MoRE: Unlocking Scalability in Reinforcement Learning for Quadruped Vision-Language-Action Models
Han Zhao, Wenxuan Song, Donglin Wang, Xinyang Tong, Pengxiang Ding, Xuelian Cheng, Zongyuan Ge
TL;DR
MoRE introduces a scalable approach to learning quadruped vision-language-action controllers by embedding a sparse mixture of LoRA experts within a dense multimodal transformer and optimizing with an offline RL objective as a Q-function. By leveraging mixed-quality data (expert and sub-optimal trajectories), it achieves data-efficient, multi-task policy learning. In simulation and real-world experiments, MoRE outperforms baselines across six skills and demonstrates robust generalization to unseen scenarios. This work advances multi-task learning in quadruped robotics by fusing MoE-based adaptation with RL fine-tuning of VLA models using mixed data.
Abstract
Developing versatile quadruped robots that can smoothly perform various actions and tasks in real-world environments remains a significant challenge.
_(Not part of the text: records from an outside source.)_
PR #5541, opened 2025-10-23
Updated DesktopOsHelper.IsMac to work properly on net10 + macOS 26

reynoldskr:
Before .NET 10, `RuntimeInformation.OSDescription` [called `uname`](https://github.com/dotnet/runtime/blob/v10.0.0-rc.2.25502.107/src/native/libs/System.Native/pal_runtimeinformation.c#L44) on *nix systems to populate itself. Now it uses a [nicer way](https://github.com/dotnet/runtime/blob/cc5f4c0ed72aad319bf032d03f9a99213845aeaf/src/libraries/System.Private.CoreLib/src/System/Runtime/InteropServices/RuntimeInformation.Unix.cs#L12) using the .NET runtime target information, that means that field no longer contains `Darwin`, so `IsMac` always returned false. This simply lets that method check for `macOs` as well.

**Testing**
I couldn't find any unit tests for this class.

**Performance impact**
None

### DIFF
--- a/src/client/Microsoft.Identity.Client/PlatformsCommon/Shared/DesktopOsHelper.cs
+++ b/src/client/Microsoft.Identity.Client/PlatformsCommon/Shared/DesktopOsHelper.cs
@@ -52,11 +52,7 @@ namespace Microsoft.Identity.Client.PlatformsCommon.Shared
 #elif NETFRAMEWORK
             return Environment.OSVersion.Platform == PlatformID.MacOSX;
 #elif NET8_0_OR_GREATER
-            string OSDescription = RuntimeInformation.OSDescription;
-
-            // .NET 10 and later changes the OS string in `OSDescription`
-            return OSDescription.Contains("Darwin", StringComparison.OrdinalIgnoreCase) ||
-                   OSDescription.Contains("macOS", StringComparison.OrdinalIgnoreCase);
+            return OperatingSystem.IsMacOS();
 #else
             return RuntimeInformation.IsOSPlatform(OSPlatform.OSX);
 #endif


bgavrilMS:
@fengga - smth for you to review

reynoldskr:
Hey @bgavrilMS / @fengga , any chance of a review here 🙂 ?

reynoldskr:
This is still broken BTW, and net10 is GA now

jrr:
This is a real thing blocking me from updating a project to .NET 10.

For what it's worth, here are some values from my machine:

```csharp
Log.Debug("Platform: {OsVersionPlatform}", Environment.OSVersion.Platform);
Log.Debug("OSDescription: {OsDescription}", RuntimeInformation.OSDescription);
Log.Debug("Is OSX: {IsOsPlatform}", RuntimeInformation.IsOSPlatform(OSPlatform.OSX));
```

```
[22:28:40 DBG] Platform: Unix
[22:28:40 DBG] OSDescription: macOS 26.1.0
[22:28:40 DBG] Is OSX: True
```

(so I think you could either look for the string _"macOS"_ (as in this PR) or call `IsOSPlatform`)

For comparison, here are the values from .NET 9:
```
[23:26:02 DBG] Platform: Unix
[23:26:02 DBG] OSDescription: Darwin 25.1.0 Darwin Kernel Version 25.1.0: Mon Oct 20 19:32:41 PDT 2025; root:xnu-12377.41.6~2/RELEASE_ARM64_T6000
[23:26:02 DBG] Is OSX: True
```

_Update:_ the problem isn't specific to MacOS 26! It also happens with .NET 10 on earlier OS versions:
```
Microsoft.Data.SqlClient.SqlException (0x80131904): macOS 15.6.1
 ---> System.PlatformNotSupportedException: macOS 15.6.1
```

src/client/Microsoft.Identity.Client/PlatformsCommon/Shared/DesktopOsHelper.cs
```diff
@@ -53,7 +53,10 @@ public static bool IsMac()
             return Environment.OSVersion.Platform == PlatformID.MacOSX;
 #elif NET8_0_OR_GREATER
             string OSDescription = RuntimeInformation.OSDescription;
-            return OSDescription.Contains("Darwin", StringComparison.OrdinalIgnoreCase);
+
+            // .NET 10 and later changes the OS string in `OSDescription`
+            return OSDescription.Contains("Darwin", StringComparison.OrdinalIgnoreCase) ||
```
cheenamalhotra: View this comment as well: https://github.com/dotnet/runtime/pull/113041/files#r1985415935

You should be using `RuntimeInformation.IsOSPlatform(OSPlatform.OSX) or OperatingSystem.IsMacOS()` for .NET 10 onwards - maybe easier to handle it with if-def conditionally.

reynoldskr: I switched to the `IsMacOS` function

cricketthomas:
Would really love for this to get merged and released! It would solve so many issues! Thanks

This paper introduces a novel vision-language-action (VLA) model, mixture of robotic experts (MoRE), for quadruped robots that aim to introduce reinforcement learning (RL) for fine-tuning large-scale VLA models with a large amount of mixed-quality data. MoRE integrates multiple low-rank adaptation modules as distinct experts within a dense multi-modal large language model (MLLM), forming a sparse-activated mixture-of-experts model. This design enables the model to effectively adapt to a wide array of downstream tasks. Moreover, we employ a reinforcement learning-based training objective to train our model as a Q-function after deeply exploring the structural properties of our tasks. Effective learning from automatically collected mixed-quality data enhances data efficiency and model performance. Extensive experiments demonstrate that MoRE outperforms all baselines across six different skills and exhibits superior generalization capabilities in out-of-distribution scenarios. We further validate our method in real-world scenarios, confirming the practicality of our approach and laying a solid foundation for future research on multi-task learning in quadruped robots.